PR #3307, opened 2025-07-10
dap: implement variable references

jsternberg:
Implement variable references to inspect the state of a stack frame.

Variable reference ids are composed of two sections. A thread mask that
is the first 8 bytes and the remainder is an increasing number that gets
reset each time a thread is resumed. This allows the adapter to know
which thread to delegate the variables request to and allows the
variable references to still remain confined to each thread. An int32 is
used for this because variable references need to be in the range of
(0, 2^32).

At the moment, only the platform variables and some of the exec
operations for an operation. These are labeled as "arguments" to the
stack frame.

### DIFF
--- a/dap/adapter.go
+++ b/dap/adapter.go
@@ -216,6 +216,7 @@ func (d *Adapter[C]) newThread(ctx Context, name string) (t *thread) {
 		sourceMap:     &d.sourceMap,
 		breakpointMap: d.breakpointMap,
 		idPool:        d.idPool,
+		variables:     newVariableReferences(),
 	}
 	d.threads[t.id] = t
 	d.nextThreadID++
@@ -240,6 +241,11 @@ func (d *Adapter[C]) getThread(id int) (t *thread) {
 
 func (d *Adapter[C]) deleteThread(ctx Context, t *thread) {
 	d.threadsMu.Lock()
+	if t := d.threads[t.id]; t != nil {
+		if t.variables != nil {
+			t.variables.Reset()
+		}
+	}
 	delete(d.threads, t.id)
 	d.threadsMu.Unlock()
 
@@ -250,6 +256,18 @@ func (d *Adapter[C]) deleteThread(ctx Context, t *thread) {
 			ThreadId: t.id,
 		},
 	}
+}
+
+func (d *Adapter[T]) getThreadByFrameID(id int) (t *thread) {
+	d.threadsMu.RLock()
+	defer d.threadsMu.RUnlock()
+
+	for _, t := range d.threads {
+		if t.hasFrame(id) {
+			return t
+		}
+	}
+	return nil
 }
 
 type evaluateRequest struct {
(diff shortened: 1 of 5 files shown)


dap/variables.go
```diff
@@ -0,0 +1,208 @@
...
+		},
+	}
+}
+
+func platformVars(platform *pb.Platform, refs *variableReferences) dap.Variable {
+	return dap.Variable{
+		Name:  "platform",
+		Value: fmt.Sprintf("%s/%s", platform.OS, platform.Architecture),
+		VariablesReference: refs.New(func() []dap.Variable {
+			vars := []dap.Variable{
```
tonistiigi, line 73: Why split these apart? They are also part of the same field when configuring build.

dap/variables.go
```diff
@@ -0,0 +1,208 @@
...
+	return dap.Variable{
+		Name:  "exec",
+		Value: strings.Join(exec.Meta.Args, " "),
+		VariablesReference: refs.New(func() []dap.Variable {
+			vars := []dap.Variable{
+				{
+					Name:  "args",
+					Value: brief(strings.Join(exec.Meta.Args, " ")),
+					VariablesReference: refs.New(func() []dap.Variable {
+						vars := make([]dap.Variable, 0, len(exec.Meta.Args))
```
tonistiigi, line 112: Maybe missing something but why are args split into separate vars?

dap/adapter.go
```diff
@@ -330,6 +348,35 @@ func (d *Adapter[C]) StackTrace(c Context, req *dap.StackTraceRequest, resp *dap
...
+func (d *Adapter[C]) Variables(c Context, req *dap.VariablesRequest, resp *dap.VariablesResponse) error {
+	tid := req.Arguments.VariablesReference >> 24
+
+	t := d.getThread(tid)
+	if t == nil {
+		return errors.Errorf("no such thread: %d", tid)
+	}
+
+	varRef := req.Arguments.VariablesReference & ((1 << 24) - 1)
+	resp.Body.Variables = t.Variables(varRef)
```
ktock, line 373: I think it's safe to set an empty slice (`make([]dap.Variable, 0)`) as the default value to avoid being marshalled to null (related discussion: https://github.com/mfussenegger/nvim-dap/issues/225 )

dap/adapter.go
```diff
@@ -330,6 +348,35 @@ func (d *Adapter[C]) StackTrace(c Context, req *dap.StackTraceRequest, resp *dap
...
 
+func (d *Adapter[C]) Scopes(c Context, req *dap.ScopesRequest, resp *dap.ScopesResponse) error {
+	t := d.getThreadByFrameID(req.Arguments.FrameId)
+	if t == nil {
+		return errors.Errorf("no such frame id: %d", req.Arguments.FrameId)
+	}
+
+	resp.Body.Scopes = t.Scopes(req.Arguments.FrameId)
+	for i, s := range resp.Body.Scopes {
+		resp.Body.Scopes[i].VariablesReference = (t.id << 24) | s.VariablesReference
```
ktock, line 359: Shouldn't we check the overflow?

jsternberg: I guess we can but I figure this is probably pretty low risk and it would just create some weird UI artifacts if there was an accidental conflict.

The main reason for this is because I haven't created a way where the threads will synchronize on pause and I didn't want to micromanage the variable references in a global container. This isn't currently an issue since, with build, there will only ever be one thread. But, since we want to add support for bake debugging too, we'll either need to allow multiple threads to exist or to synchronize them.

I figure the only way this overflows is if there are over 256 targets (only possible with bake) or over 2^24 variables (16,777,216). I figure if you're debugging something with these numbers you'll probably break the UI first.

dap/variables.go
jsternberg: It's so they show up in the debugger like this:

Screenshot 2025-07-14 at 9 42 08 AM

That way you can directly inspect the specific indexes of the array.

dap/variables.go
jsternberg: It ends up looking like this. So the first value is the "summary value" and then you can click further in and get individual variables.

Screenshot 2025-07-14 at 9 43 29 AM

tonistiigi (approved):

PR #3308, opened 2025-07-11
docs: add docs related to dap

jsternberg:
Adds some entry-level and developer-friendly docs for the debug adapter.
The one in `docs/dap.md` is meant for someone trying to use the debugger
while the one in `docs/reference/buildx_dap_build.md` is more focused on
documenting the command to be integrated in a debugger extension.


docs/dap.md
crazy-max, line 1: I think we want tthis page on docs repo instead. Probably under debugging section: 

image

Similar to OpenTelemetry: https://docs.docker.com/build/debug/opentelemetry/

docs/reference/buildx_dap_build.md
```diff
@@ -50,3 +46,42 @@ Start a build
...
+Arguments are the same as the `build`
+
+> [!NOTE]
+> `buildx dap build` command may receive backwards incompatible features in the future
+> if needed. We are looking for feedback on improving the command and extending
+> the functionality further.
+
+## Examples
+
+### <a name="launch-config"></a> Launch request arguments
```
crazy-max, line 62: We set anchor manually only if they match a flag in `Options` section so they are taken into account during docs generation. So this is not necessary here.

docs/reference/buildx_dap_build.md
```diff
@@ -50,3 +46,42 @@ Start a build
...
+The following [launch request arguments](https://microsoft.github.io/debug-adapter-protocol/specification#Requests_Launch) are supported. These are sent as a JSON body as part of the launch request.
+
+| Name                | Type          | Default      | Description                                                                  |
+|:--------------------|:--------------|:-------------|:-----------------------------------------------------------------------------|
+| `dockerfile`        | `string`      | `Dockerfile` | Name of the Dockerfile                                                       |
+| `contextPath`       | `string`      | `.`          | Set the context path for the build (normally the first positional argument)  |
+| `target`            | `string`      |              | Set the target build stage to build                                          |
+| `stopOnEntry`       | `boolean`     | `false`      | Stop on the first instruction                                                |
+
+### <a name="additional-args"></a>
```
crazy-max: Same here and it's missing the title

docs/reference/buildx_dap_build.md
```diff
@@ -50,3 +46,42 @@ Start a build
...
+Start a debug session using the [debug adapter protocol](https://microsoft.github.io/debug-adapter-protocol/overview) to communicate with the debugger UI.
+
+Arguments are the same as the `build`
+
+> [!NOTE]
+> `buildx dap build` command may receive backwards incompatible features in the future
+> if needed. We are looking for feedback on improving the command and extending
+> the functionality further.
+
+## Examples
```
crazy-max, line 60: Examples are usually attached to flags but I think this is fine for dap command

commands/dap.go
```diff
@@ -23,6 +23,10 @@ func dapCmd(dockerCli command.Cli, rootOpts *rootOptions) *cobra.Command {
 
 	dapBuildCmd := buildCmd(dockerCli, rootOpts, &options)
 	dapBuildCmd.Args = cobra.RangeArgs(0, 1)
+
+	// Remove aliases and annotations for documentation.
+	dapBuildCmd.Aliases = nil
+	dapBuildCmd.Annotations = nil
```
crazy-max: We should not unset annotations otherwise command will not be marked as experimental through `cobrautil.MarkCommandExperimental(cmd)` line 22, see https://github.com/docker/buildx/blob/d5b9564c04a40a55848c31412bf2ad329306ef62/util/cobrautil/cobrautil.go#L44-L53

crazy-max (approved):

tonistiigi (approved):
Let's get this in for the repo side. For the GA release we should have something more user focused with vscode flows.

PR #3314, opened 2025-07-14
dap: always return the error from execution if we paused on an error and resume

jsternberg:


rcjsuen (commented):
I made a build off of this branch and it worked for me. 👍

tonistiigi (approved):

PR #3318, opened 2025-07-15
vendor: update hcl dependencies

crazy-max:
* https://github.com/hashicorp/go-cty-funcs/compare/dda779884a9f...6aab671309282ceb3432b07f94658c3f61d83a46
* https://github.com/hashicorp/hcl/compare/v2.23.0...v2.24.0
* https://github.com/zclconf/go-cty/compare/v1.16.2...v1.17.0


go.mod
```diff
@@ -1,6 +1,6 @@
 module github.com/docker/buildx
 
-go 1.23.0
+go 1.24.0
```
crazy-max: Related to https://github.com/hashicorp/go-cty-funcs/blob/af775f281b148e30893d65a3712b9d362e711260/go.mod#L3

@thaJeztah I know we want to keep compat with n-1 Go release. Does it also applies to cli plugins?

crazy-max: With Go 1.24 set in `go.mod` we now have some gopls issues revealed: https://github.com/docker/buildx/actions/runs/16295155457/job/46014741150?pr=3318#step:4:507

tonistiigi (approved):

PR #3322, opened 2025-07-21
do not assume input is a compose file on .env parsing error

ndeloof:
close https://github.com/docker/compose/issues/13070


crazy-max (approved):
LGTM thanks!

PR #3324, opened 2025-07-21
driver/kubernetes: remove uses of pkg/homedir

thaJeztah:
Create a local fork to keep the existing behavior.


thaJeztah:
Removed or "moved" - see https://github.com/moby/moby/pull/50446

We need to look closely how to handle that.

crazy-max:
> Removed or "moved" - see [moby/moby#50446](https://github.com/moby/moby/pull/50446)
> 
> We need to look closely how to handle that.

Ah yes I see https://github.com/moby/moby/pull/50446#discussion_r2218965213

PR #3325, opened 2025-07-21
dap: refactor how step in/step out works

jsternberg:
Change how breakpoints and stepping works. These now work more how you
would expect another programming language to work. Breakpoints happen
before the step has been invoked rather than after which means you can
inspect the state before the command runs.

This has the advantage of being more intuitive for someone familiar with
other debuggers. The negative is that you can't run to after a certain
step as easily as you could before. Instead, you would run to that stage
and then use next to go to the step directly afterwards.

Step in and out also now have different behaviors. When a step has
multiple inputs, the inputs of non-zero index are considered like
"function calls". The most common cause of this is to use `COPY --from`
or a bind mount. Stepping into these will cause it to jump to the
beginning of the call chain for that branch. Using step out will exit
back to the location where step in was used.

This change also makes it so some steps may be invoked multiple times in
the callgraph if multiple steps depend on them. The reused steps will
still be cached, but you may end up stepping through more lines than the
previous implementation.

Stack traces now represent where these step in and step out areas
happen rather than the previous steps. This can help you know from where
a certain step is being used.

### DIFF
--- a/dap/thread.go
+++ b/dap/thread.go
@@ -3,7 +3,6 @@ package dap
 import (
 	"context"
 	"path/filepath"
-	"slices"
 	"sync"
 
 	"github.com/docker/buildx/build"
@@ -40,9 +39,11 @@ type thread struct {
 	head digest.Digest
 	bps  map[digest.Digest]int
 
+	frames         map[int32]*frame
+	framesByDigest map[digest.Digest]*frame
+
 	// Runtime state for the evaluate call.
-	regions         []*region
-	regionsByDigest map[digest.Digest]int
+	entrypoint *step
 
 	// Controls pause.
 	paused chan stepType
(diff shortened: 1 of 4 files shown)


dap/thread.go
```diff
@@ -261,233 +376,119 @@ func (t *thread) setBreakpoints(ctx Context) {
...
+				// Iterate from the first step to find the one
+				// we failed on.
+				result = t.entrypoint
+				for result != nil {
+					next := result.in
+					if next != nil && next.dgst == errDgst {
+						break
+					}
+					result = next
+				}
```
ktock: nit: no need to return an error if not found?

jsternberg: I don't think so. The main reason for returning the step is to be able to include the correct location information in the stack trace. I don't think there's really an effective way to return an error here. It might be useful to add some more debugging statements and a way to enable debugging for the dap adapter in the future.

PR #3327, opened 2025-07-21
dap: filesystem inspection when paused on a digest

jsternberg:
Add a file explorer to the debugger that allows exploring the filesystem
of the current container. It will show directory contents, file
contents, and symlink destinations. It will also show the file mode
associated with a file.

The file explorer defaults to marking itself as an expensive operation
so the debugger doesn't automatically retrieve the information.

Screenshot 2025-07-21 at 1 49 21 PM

_ _ _ _

[Task description] In the entries above, restate word for word the lines between the one holding "This change also" and the one holding "ktock: nit: no", inclusive, and nothing besides.

[Reply to the exercise]
This change also makes it so some steps may be invoked multiple times in
the callgraph if multiple steps depend on them. The reused steps will
still be cached, but you may end up stepping through more lines than the
previous implementation.

Stack traces now represent where these step in and step out areas
happen rather than the previous steps. This can help you know from where
a certain step is being used.

### DIFF
--- a/dap/thread.go
+++ b/dap/thread.go
@@ -3,7 +3,6 @@ package dap
 import (
 	"context"
 	"path/filepath"
-	"slices"
 	"sync"
 
 	"github.com/docker/buildx/build"
@@ -40,9 +39,11 @@ type thread struct {
 	head digest.Digest
 	bps  map[digest.Digest]int
 
+	frames         map[int32]*frame
+	framesByDigest map[digest.Digest]*frame
+
 	// Runtime state for the evaluate call.
-	regions         []*region
-	regionsByDigest map[digest.Digest]int
+	entrypoint *step
 
 	// Controls pause.
 	paused chan stepType
(diff shortened: 1 of 4 files shown)


dap/thread.go
```diff
@@ -261,233 +376,119 @@ func (t *thread) setBreakpoints(ctx Context) {
...
+				// Iterate from the first step to find the one
+				// we failed on.
+				result = t.entrypoint
+				for result != nil {
+					next := result.in
+					if next != nil && next.dgst == errDgst {
+						break
+					}
+					result = next
+				}
```
ktock: nit: no need to return an error if not found?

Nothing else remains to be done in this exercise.